Answer : All are Satisfiable and None is Valid.
A First-order logic(FOL) formula $F$ is said to be Satisfiable if for some interpretation it is True. And a FOL $F$ is said to be Valid if for ALL interpretations it is True.
An Interpretation of a first-order formula specifies what each predicate means and the entities that can instantiate the variables. These entities form the domain of discourse or universe, which is usually required to be a nonempty set.
Statements from $1\,\,\,to\,\,\,6\,:$
Now coming to the FOL statements from $1\,\,to\,\,\,6$, they are All Satisfiable. i.e. for some interpretation, they can be made True.
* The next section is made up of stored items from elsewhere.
PR #158, opened 2021-06-30
k8s - add label_selectors options

### LINKED ISSUE #43: Support the selector option in the k8s module when applying service definitions
##### SUMMARY

This is a copy of the following GH issue: https://github.com/ansible/ansible/issues/67316.

The k8s module should support specifying selectors when applying resource definitions, similar to how `kubectl` supports it.

##### ISSUE TYPE
- Feature Idea

##### COMPONENT NAME
k8s module

##### ADDITIONAL INFORMATION

Some commonly used projects, such as Knative, require you to apply the Custom Resource Definitions (CRDs) to the K8s cluster, before you can deploy the rest of the service definition.

See: https://knative.dev/v0.11-docs/install/knative-with-any-k8s/#installing-knative.

Without the support for specifying selectors, this is not possible in Ansible without having to use a 3rd party binary (`kubectl`). 

```yaml

# example 
- name: Install Knative CRDs                                                                                                                                                                                      
  k8s:                                   
    state: present
    src: "{{ item.dest }}"
    context: "{{ k8s_cluster | mandatory }}" 
    # this does not work
   selector:
     - 'knative.dev/crd-install=true'    
    validate:
      fail_on_error: yes                                                                                                                                                                                   
  with_items:
    - "{{ knative_install_files.results }}"

# output

msg: 'Unsupported parameters for (k8s) module: selector Supported parameters include: api_key, api_version, append_hash, apply, ca_cert, client_cert, client_key, context, force, host, kind, kubeconfig, merge_type, name, namespace, password, proxy, resource_definition, src, state, username, validate, validate_certs, wait, wait_condition, wait_sleep, wait_timeout'
```

Sample `kubectl` command utilizing selectors:

```bash
kubectl apply --selector knative.dev/crd-install=true \
--filename https://github.com/knative/serving/releases/download/v0.11.0/serving.yaml \
--filename https://github.com/knative/eventing/releases/download/v0.11.0/release.yaml \
--filename https://github.com/knative/serving/releases/download/v0.11.0/monitoring.yaml
```

abikouo:
##### SUMMARY
``k8s`` now support ``label_selectors`` options same as ``k8s_info``

Resolves #43 

##### ISSUE TYPE

- Feature Pull Request
- 
##### COMPONENT NAME

k8s


plugins/module_utils/common.py
```diff
@@ -663,6 +677,14 @@ def build_error_msg(kind, name, msg):
                 return result
 
         else:
+            if label_selectors:
+                filter_selector = LabelSelectorFilter(label_selectors)
+                if not filter_selector.isMatching(definition):
+                    result['changed'] = False
+                    del result['result']
+                    result['warning'] = "resource 'kind={kind},name={name},namespace={namespace}' filtered by label_selectors.".format(
```
gravesm, line 685: This isn't really a warning because it's exactly what the user requested. I'd suggest we instead use `msg` here.

plugins/module_utils/common.py
```diff
@@ -663,6 +677,14 @@ def build_error_msg(kind, name, msg):
                 return result
 
         else:
+            if label_selectors:
+                filter_selector = LabelSelectorFilter(label_selectors)
+                if not filter_selector.isMatching(definition):
+                    result['changed'] = False
+                    del result['result']
```
gravesm, line 684: If we delete the result key, this is a breaking change. It should just be an empty dict.

gravesm (changes requested):
The label_selector on the k8s module should support the same functionality as the label_selector on the k8s_info module, otherwise, it's going to be confusing. Specifically, we need to add set support for set-based requirements. See https://kubernetes.io/docs/concepts/overview/working-with-objects/labels/#label-selectors.

abikouo:
> The label_selector on the k8s module should support the same functionality as the label_selector on the k8s_info module, otherwise, it's going to be confusing. Specifically, we need to add support for set-based requirements. See https://kubernetes.io/docs/concepts/overview/working-with-objects/labels/#label-selectors.

ok this is not supporting set-based requirement now as there are some filters performed locally, it would be great to have this directly done on kubernetes python client. I will work on it

abikouo:
recheck

plugins/module_utils/selector.py
```diff
@@ -0,0 +1,96 @@
...
+# limitations under the License.
+
+
+from __future__ import absolute_import, division, print_function
+__metaclass__ = type
+
+import re
+
+
+class Selector(object):
```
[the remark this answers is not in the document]
abikouo: Thats true, will try this
Thanks

gravesm (approved):

PR #160, opened 2021-07-01
Helm tests failing on CI - Fix

abikouo:
##### SUMMARY

Fix molecule test Helm - unexpected failure

##### ISSUE TYPE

Let me show you one such interpretation :
Let the Domain $D$ consists three elements $\{ a,b,c \}$ (This is our Domain of discourse or Universe) and Let the predicate $J$ value for each pair of elements in the Domain be $J(x,y) = F, $ $\forall x,y \in D$
For this interpretation,
$A = (∀x)(∃!y)J(x,y)$ will become False and $B = (∃!y)(∀x)J(x,y)$ will become False. So, $A \equiv B $ will become True and $A \rightarrow B$ will become True. So, Statements $1,3,5$ will become True for this interpretation. (NOTE that in logic, operator $\equiv$ and $\leftrightarrow$ are one and same)
$C = (∃!x)(∀y)J(x,y)$ will become False and $D = (∃!y)(∀x)J(x,y)$ will become False. So, $C \equiv D $ will become True and $C \rightarrow D$ will become True. So, Statements $2,4,6$ will become True for this interpretation.
For this interpretation, Each FOL statement from $1$ to $6$ will become True, Hence, they are all Satisfiable.
Statements from $7\,\,\,to\,\,\,12\,:$
Now, If we find at least one Interpretation for which these statements (from 7 to 12) become False, we can say that they are Not Valid.
So, for that, Let me show you one such interpretation for statements $7,9,11$:
Let the Domain $D$ consists three elements $\{ a,b,c \}$ (This is our Domain of discourse or Universe) and Let the predicate $J$ value for each pair of elements in the Domain be $J(x,x) = T, $ $\forall x \in D$ and $J(x,y) = F,$ where $x \neq y$
For this interpretation,FOL statements $7,9,11$ will become False, Hence, they are Not Valid.
Now,
Let me show you one such interpretation for statements $8,10,12$:
Let the Domain $D$ consists three elements $\{ a,b,c \}$ (This is our Domain of discourse or Universe) and Let the predicate $J$ value for each pair of elements in the Domain be $J(a,x) = T, $ $\forall x \in D$ and $J(x,y) = F,$ where $x \neq a$
For this interpretation,FOL statements $8,10,12$ will become False, Hence, they are Not Valid.